The original regulations proposed by the State Education Department (SED) in 2019 included a detailed checklist of courses that must be offered in private schools, including requirements for the number of hours necessary to devote to certain subjects, and would have clearly been a disaster for the entire yeshivah community. With great siyata d’Shmaya and a record-shattering grassroots outpouring of some 140,000 letters, petitions, and comments from opponents of the regulations, the State Education Department (SED) pulled those proposed regulations and went back to the drawing board.

In March of this year, the SED unveiled its new proposed equivalency regulations. But while these were a definite improvement over the 2019 version, making no mention of any time requirements for any courses, and establishing certain “alternative pathways” to equivalency, mechanisms through which a private school may be deemed equivalent even without direct oversight by a governmental body, they are still a far cry from acceptable. Many New York yeshivos will likely not qualify for the alternative pathways to equivalency. And that means those schools will be expected to open their doors to local public school bureaucrats who, armed with a checklist of 11 required subjects each school must offer, will determine the competency of the schools’ teachers and the sufficiency of their curriculum.
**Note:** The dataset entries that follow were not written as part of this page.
PR #68, opened 2018-01-03
Lid ccd imports

dneise:
replace asterisk imports by explicit imports.

Also sort imports according to:
 * std-libary
 * dependencies, we have not written ourselves
 * our own stuff

### DIFF
--- a/digicampipe/image/cones_image.py
+++ b/digicampipe/image/cones_image.py
@@ -1,6 +1,6 @@
 import os
 import decimal
-from decimal import Decimal
+from decimal import Decimal, ROUND_HALF_EVEN
 import numpy as np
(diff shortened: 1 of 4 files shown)


dneise:
I searched for the error on the web and found something about `import cv2` which needs to be above or below some other import statement:
https://github.com/tensorflow/models/issues/523

dneise:
yes finally ... something seems to be broken somewhere in opencv or so ... so we need to take care in which order it is imported ... what a pity.

dneise:
Ah in case you want to merge this PR, please keep in mind that the merge might create conflicts in PR #69. No problem, I just have to resolve them....

PR #69, opened 2018-01-03
Lid ccd cones image test

dneise:
This is a proposal, how to remove the special 'test' string parameter from the ConesImage c-tor. 

I think the ConesImage c-tor should accept only an image as a parameter to its contructor. If we want to test it, we give it a test image. Of course we have to *make* the test_image before we can give it. So it looks like it is a bit more work, but I think code under test should not "know" it is under test, so it should not have dedicated `if`s which are needed for testing.

It still has a special parameter, which is the position of the `true_pixel_positions`, but I see already how to remove that ...

### DIFF
--- a/digicampipe/fit_cones_position.py
+++ b/digicampipe/fit_cones_position.py
@@ -1,8 +1,18 @@
-from digicampipe.image.cones_image import ConesImage
+from digicampipe.image.cones_image import ConesImage, cones_simu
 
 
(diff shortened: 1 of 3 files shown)


dneise:
Okay so this works ... please have a look how you like it.

dneise:
Ah in case you want to merge this PR, please keep in mind that the merge might create conflicts in PR #68. No problem, I just have to resolve them....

And while the bureaucrats are visiting the yeshivah, they may choose to inject their own social philosophies in determining whether the yeshivah reaches the equivalency bar. They may insist that certain sensitive subjects must be taught the way government wants them taught, from a totally secular perspective rather than from a Torah perspective. Science is niflaos haBorei, you say? Nonsense, that’s not science, that’s superstition. What, you still define marriage as a relationship between a man and woman? Don’t you teach your students respect for the Constitution?

Recognizing that the proposed new regulations still posed a grave danger to the yeshivah community, Klal Yisrael responded with an extraordinary outpouring of concern. SED officials estimate that some 350,000 comments were submitted in response, almost all of them from opponents. The record for public comment had been shattered once again.

Unfortunately, though, this avalanche of concern fell largely on deaf ears. The SED made only minor cosmetic changes to the proposed new regulations, none of them directly addressing the yeshivah community’s core concern that the regulations could threaten the fundamental autonomy of our mosdos. There is nothing more important to our yeshivos than their autonomy, their ability to carry out their holy mission without interference from secular government. And now that autonomy is under siege.

But there is a bright spot. True, the State Education Department and Board of Regents may have looked aside from the 350,000 comments submitted in opposition to the new regulations, but surely a Higher Authority must have taken notice. Surely all those letters and petitions from so many Jews from so many backgrounds, declaring our love for Hashem and His Torah and our commitment to carry the mesorah forward to our precious children, were gathered lovingly in the Pamalya Shel Ma’alah and stored in HaKadosh Baruch Hu’s treasure chest of His People’s special merits.

Looking to the new year, when we pray tacheil shana u’birchoseha, can we imagine a greater zechus than this?

 

Rabbi Zwiebel is the executive vice president of Agudath Israel of America.